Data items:
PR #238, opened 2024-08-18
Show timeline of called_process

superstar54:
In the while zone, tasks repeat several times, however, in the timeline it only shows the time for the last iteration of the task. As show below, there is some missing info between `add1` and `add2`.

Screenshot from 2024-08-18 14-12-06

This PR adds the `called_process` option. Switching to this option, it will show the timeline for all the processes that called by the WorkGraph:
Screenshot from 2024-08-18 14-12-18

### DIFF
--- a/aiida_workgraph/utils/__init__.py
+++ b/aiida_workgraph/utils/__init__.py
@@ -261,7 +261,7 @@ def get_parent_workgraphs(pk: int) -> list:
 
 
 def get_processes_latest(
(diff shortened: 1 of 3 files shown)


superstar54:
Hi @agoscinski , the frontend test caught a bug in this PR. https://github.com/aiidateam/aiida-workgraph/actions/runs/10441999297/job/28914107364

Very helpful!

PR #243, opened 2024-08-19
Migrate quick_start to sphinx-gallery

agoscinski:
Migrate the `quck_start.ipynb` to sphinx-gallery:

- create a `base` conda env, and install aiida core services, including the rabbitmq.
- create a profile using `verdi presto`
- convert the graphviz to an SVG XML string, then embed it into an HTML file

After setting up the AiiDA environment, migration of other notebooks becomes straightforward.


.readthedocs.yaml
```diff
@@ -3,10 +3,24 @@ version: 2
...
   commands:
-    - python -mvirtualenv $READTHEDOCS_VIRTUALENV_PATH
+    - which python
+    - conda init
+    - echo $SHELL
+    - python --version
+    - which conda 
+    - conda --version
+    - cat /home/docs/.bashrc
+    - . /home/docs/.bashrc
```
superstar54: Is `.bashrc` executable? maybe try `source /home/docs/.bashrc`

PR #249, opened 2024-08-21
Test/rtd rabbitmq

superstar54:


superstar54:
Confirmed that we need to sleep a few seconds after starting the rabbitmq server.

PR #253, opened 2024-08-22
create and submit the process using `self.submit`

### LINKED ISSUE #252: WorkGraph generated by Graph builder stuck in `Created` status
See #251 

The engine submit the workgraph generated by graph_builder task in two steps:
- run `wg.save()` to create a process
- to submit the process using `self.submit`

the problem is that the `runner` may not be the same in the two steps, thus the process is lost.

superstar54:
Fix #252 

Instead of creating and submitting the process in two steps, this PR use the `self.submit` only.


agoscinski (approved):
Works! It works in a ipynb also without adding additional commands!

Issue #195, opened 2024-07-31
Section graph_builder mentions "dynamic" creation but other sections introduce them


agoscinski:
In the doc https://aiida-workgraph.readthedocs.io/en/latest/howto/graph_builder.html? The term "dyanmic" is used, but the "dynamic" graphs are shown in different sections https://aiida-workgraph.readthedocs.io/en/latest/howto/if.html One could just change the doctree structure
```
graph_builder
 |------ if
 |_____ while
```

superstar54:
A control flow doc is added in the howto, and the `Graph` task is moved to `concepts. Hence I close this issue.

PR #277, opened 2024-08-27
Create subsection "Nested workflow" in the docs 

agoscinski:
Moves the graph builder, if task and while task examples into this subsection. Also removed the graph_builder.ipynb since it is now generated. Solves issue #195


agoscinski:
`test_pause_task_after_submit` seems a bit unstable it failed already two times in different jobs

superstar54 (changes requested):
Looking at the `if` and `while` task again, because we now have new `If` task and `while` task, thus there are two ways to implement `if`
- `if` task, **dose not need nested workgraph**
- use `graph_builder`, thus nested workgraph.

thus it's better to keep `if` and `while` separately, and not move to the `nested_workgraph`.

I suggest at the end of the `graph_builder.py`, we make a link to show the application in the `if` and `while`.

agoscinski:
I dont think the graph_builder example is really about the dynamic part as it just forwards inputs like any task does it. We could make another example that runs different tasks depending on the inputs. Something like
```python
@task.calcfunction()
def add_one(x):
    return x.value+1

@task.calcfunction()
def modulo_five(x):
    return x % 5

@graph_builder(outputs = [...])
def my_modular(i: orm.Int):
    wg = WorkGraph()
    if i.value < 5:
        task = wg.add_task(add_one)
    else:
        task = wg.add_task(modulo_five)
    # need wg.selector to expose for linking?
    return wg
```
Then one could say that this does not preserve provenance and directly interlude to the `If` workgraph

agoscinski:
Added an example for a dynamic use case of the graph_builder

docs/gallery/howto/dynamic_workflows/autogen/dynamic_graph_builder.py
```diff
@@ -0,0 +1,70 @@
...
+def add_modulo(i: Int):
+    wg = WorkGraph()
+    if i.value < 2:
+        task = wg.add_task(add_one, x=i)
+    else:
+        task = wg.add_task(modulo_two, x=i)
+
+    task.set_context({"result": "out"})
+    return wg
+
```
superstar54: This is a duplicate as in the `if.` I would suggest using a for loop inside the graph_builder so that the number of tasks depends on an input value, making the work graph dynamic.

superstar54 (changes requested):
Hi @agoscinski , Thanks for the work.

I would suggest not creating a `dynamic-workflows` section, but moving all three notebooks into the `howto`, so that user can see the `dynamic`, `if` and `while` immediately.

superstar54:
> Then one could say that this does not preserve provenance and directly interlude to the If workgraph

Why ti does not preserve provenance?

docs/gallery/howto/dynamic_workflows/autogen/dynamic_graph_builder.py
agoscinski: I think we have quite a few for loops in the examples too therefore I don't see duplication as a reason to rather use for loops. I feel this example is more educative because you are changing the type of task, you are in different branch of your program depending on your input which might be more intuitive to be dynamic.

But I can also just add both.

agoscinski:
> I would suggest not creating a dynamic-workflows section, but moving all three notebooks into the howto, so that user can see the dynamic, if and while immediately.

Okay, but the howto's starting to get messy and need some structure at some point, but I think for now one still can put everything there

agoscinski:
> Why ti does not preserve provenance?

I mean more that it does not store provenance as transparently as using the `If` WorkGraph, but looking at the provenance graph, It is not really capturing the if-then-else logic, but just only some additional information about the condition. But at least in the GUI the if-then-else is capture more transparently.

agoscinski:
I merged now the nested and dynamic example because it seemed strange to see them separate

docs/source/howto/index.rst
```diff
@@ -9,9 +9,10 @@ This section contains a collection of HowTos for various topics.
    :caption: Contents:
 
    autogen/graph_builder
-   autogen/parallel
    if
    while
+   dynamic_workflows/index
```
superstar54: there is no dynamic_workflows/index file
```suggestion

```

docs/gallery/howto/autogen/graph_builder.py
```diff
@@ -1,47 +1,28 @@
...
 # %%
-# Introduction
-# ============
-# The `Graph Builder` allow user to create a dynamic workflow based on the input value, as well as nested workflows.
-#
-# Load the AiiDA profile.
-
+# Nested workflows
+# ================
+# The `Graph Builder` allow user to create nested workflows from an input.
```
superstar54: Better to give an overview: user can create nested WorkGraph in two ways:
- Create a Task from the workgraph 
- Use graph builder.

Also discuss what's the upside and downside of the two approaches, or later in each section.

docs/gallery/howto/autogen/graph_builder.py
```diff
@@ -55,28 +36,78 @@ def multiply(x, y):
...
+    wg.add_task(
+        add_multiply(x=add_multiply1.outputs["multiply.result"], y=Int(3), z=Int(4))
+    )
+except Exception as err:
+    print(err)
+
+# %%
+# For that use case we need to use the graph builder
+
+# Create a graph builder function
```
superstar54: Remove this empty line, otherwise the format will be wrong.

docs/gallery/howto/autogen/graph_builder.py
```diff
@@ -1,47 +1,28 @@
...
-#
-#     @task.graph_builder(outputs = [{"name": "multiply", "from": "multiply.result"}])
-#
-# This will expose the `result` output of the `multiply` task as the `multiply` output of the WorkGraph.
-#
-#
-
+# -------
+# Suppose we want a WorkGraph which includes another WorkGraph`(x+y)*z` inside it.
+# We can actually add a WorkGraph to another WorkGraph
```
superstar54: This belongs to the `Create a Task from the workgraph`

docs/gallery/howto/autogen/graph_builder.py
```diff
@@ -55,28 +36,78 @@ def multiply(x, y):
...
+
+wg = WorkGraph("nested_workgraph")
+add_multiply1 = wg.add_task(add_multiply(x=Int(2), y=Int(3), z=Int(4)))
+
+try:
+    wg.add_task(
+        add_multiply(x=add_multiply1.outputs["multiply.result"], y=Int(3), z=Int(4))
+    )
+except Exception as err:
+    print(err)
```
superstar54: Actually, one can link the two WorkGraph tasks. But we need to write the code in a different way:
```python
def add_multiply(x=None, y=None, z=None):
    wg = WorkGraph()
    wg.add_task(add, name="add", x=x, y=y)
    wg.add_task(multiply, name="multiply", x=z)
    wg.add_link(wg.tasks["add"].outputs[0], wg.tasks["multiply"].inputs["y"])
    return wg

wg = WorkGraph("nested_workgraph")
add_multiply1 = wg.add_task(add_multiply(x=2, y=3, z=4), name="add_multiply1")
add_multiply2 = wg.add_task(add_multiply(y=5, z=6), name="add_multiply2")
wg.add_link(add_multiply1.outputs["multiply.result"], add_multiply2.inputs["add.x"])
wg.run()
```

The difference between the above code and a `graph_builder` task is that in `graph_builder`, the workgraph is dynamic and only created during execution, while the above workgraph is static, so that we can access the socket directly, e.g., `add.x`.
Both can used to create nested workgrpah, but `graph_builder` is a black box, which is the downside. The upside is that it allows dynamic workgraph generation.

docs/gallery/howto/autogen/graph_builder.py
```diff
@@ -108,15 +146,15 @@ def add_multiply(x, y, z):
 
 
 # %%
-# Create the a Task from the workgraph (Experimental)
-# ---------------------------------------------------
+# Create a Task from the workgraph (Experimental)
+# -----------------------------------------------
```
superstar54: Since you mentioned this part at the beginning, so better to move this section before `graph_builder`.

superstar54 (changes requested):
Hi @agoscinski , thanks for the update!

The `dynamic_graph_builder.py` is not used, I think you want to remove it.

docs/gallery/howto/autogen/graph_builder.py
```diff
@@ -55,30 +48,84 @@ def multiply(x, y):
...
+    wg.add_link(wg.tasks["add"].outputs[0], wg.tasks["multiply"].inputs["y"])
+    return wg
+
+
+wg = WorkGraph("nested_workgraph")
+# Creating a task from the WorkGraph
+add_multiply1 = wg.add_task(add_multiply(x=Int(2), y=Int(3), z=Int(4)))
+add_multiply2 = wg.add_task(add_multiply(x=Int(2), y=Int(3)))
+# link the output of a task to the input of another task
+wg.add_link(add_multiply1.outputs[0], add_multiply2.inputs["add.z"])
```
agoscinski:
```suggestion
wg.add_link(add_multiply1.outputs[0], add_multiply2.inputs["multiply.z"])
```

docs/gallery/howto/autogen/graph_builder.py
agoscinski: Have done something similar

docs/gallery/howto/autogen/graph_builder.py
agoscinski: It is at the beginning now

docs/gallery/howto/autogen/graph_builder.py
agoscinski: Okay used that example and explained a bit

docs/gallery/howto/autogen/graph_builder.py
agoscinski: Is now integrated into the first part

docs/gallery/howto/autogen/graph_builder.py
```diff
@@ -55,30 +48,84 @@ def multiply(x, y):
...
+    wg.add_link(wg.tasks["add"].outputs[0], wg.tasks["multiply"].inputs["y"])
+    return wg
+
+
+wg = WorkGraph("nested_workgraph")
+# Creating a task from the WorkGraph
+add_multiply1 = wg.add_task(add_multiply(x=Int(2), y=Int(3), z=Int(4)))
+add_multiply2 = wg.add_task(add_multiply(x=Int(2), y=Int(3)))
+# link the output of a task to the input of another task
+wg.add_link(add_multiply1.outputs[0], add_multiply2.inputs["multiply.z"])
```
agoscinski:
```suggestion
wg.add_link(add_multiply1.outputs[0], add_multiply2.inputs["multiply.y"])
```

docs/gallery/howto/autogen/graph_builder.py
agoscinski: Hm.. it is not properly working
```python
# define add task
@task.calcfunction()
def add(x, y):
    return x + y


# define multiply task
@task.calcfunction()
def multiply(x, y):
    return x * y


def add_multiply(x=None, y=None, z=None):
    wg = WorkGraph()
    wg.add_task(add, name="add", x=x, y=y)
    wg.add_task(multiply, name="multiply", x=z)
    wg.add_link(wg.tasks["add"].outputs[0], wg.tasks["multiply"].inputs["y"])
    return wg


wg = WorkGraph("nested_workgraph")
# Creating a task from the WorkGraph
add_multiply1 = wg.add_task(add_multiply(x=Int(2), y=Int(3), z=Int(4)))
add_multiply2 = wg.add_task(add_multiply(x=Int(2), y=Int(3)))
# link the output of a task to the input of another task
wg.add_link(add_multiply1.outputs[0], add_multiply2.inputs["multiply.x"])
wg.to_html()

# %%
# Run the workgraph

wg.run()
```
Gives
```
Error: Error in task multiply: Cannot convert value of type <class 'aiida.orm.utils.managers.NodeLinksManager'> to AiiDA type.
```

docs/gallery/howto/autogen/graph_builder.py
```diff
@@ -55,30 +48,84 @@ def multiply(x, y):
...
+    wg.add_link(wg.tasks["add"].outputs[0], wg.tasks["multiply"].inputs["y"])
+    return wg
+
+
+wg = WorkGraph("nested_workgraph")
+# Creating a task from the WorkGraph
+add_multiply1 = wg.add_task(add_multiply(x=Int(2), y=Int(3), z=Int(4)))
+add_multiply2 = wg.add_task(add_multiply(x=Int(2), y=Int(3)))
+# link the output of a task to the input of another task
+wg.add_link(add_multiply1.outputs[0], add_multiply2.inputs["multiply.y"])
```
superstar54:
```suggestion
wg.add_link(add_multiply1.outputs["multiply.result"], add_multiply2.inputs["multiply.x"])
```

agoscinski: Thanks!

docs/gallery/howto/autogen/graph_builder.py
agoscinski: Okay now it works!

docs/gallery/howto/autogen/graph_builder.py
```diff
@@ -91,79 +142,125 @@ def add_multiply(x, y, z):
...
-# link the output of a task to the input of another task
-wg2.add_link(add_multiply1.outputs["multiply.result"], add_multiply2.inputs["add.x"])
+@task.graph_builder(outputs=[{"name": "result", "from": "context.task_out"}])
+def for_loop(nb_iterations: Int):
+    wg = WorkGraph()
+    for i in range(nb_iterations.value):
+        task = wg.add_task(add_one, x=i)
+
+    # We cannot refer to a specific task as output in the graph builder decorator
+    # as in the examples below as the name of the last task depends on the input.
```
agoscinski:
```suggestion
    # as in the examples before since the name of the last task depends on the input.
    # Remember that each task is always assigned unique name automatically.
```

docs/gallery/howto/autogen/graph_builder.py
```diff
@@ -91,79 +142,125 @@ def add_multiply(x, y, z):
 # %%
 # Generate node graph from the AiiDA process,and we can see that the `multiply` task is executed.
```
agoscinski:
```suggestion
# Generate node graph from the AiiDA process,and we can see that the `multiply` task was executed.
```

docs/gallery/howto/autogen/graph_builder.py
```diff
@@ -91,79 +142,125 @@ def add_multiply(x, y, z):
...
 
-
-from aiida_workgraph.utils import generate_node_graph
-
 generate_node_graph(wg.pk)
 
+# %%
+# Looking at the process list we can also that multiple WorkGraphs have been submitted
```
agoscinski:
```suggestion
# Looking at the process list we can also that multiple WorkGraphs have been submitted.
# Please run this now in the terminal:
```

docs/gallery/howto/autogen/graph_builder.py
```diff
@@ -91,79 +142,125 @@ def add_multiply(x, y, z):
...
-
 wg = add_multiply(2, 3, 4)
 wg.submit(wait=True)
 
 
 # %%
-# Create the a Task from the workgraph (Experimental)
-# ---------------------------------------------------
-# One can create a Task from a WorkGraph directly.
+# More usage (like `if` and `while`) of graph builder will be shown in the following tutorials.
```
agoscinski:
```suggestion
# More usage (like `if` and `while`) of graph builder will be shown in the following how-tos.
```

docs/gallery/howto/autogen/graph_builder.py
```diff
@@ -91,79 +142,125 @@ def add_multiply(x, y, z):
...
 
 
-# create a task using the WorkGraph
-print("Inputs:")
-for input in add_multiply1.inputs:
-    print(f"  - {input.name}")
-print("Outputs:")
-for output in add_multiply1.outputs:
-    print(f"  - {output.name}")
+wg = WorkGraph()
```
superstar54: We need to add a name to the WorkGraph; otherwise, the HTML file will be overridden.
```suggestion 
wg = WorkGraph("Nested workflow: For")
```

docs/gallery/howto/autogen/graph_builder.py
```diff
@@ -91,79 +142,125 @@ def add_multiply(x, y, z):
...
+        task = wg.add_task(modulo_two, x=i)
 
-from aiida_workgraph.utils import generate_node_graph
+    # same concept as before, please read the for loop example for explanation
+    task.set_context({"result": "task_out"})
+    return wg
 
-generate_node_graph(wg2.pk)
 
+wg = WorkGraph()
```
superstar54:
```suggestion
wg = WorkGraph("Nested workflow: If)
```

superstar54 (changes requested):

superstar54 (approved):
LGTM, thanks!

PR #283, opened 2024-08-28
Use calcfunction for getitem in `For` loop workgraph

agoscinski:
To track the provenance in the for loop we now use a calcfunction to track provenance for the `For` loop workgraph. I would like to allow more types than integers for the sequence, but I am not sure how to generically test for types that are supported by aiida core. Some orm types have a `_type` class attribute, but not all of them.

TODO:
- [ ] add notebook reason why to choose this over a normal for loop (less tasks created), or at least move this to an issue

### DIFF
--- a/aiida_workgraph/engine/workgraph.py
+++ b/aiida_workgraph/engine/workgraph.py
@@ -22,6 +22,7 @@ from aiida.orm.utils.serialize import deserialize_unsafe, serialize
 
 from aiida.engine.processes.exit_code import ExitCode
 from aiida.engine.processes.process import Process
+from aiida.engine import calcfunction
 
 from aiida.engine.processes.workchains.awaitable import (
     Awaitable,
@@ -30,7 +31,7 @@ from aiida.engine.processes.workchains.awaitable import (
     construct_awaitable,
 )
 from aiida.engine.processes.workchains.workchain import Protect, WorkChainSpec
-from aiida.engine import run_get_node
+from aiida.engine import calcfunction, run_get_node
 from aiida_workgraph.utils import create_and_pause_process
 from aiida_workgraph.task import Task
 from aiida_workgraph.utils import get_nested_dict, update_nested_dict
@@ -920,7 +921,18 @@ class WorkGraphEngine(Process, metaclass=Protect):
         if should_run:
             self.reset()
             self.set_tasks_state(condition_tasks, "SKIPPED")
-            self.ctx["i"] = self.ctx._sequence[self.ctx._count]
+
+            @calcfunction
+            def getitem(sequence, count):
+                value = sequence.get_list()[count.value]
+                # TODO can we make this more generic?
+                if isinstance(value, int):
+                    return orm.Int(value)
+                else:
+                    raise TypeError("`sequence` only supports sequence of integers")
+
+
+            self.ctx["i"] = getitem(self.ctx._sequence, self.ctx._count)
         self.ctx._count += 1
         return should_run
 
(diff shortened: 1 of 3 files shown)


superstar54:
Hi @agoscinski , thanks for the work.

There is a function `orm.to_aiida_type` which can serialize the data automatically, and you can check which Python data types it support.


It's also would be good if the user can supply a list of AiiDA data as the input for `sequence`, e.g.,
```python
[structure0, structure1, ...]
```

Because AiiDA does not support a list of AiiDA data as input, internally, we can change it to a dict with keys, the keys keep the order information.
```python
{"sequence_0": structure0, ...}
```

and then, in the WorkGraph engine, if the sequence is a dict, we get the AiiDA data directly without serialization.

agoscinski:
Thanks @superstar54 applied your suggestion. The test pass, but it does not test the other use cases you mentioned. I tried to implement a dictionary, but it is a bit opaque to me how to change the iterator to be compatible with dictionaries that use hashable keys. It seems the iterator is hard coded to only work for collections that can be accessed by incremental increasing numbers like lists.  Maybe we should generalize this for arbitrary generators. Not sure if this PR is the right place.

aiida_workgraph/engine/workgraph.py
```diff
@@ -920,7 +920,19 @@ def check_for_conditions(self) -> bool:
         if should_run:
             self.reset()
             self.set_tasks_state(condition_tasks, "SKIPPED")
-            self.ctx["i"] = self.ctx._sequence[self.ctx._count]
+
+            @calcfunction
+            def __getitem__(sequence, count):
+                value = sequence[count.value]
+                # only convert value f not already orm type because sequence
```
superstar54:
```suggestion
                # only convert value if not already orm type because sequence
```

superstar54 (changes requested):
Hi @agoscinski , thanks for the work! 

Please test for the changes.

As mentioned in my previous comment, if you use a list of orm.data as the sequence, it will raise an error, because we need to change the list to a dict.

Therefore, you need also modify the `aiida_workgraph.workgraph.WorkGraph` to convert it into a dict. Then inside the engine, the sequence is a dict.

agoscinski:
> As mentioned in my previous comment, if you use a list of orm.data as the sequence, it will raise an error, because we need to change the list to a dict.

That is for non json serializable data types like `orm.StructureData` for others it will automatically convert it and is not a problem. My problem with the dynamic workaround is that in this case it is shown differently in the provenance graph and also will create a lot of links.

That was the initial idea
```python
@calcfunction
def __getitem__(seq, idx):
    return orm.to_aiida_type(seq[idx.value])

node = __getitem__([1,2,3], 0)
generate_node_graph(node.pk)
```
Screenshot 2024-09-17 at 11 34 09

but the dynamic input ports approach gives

_Problem requirements_
Among the records above, find each line holding the string "rabbitmq" and pull it out.

_Answer area_
- create a `base` conda env, and install aiida core services, including the rabbitmq.
Test/rtd rabbitmq
Confirmed that we need to sleep a few seconds after starting the rabbitmq server.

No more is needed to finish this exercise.